#### [Task description]
Your task is to reproduce exactly the lines that run from the beginning of the data through the line where "that records the" appears.

#### [Task data]
PR #24016, opened 2026-06-08
fix(pivot): order hidden sort-only dims at their declared position (PROD-8159)

pimmey:
Closes: PROD-8159

### Description:

Introduces a `pivotColumnsOrder` field to `PivotConfiguration` that records the declared order of pivot-column dimensions (visible `groupByColumns` plus hidden `sortOnlyDimensions`) as they appear in `pivotConfig.columns`.

Previously, when a sort-only dimension was hidden, the `PivotQueryBuilder` would hoist it to the front of the `column_ranking` ORDER BY. This caused the hidden sort helper to group columns by its own values *across* outer visible dimensions, breaking the expected column grouping and scrambling rendered pivot headers.

With `pivotColumnsOrder` provided, the builder now sorts each dimension at its **declared position** rather than hoisting hidden sort-only dims to the front. Hiding a dimension therefore leaves the visible column order identical to when it was visible.

`derivePivotConfigurationFromChart` now computes and emits `pivotColumnsOrder` whenever `sortOnlyDimensions` are present, filtering out passthrough dims (which don't drive sort). When `pivotColumnsOrder` is absent, the builder falls back to the previous legacy hoisting behavior, preserving backwards compatibility.

### DIFF
--- a/packages/backend/src/generated/routes.ts
+++ b/packages/backend/src/generated/routes.ts
@@ -22710,6 +22710,10 @@ const models: TsoaRoute.Models = {
                     dataType: 'array',
                     array: { dataType: 'refAlias', ref: 'GroupByColumn' },
                 },
+                pivotColumnsOrder: {
+                    dataType: 'array',
+                    array: { dataType: 'refAlias', ref: 'GroupByColumn' },
+                },
                 sortOnlyColumns: {
                     dataType: 'array',
                     array: { dataType: 'refAlias', ref: 'ValuesColumn' },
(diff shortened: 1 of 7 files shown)


pimmey:
* **#24016** <a href="https://app.graphite.com/github/pr/lightdash/lightdash/24016?utm_source=stack-comment-icon" target="_blank">Graphite</a> 👈 <a href="https://app.graphite.com/github/pr/lightdash/lightdash/24016?utm_source=stack-comment-view-in-graphite" target="_blank">(View in Graphite)</a>
* `main`


<h2></h2>

PR #24023, opened 2026-06-08
feat(ai-agents): one-click "Connect GitLab" MCP setup

charliedowler:
## Summary

Mirrors the existing one-click **"Connect GitHub"** MCP setup for **GitLab**, so an AI agent can connect to the hosted GitLab MCP server using the organization's existing GitLab connection — no manual MCP URL/auth.

Unlike GitHub (which collects a fine-grained PAT and swaps in the App-installation token at runtime), GitLab is a **true one-click**: the org's GitLab OAuth token is reused, so there's no token to paste. GitLab can be self-hosted, so the MCP URL is derived from the connected instance (`{instanceUrl}/api/v4/mcp`) rather than a fixed host.

Off by default behind `gitlab-mcp-one-click`, so it can ship incrementally.

## Changes
- **common** — `FeatureFlags.GitlabMcpOneClick`; `GITLAB_MCP_SERVER_NAME` + `getGitlabMcpServerUrl`/`isGitlabMcpServerUrl` helpers; `AiMcpGitlabAvailability` / `ApiConnectGitlabMcpServerBody` / response types.
- **backend** — `getGitlabMcpAvailability` / `connectGitlabMcpServer` / `refreshGitlabMcpCredentials` on `AiAgentService` (the bearer token is refreshed per run from the org's GitLab OAuth install via `getOrRefreshToken`, same pattern as writeback); two TSOA routes (`GET/POST .../mcpServers/gitlab/availability|connect`); a `gitlab_mcp_connected` analytics event; `GitlabAppInstallationsModel` injected into the service.
- **frontend** — `useGitlabMcpAvailability` / `useConnectGitlabMcpServerMutation` hooks; a "GitLab" connect button in `AiAgentNewThreadMcpConnections`, gated on availability (one-click, no modal).

## Testing
- Typecheck clean across common / backend / frontend; `generate-api` regenerated routes + swagger; lint/format applied.
- Not yet exercised end-to-end against a live GitLab MCP (feature flag is off).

#### [Response for this exercise]
PR #24016, opened 2026-06-08
fix(pivot): order hidden sort-only dims at their declared position (PROD-8159)

pimmey:
Closes: PROD-8159

### Description:

Introduces a `pivotColumnsOrder` field to `PivotConfiguration` that records the declared order of pivot-column dimensions (visible `groupByColumns` plus hidden `sortOnlyDimensions`) as they appear in `pivotConfig.columns`.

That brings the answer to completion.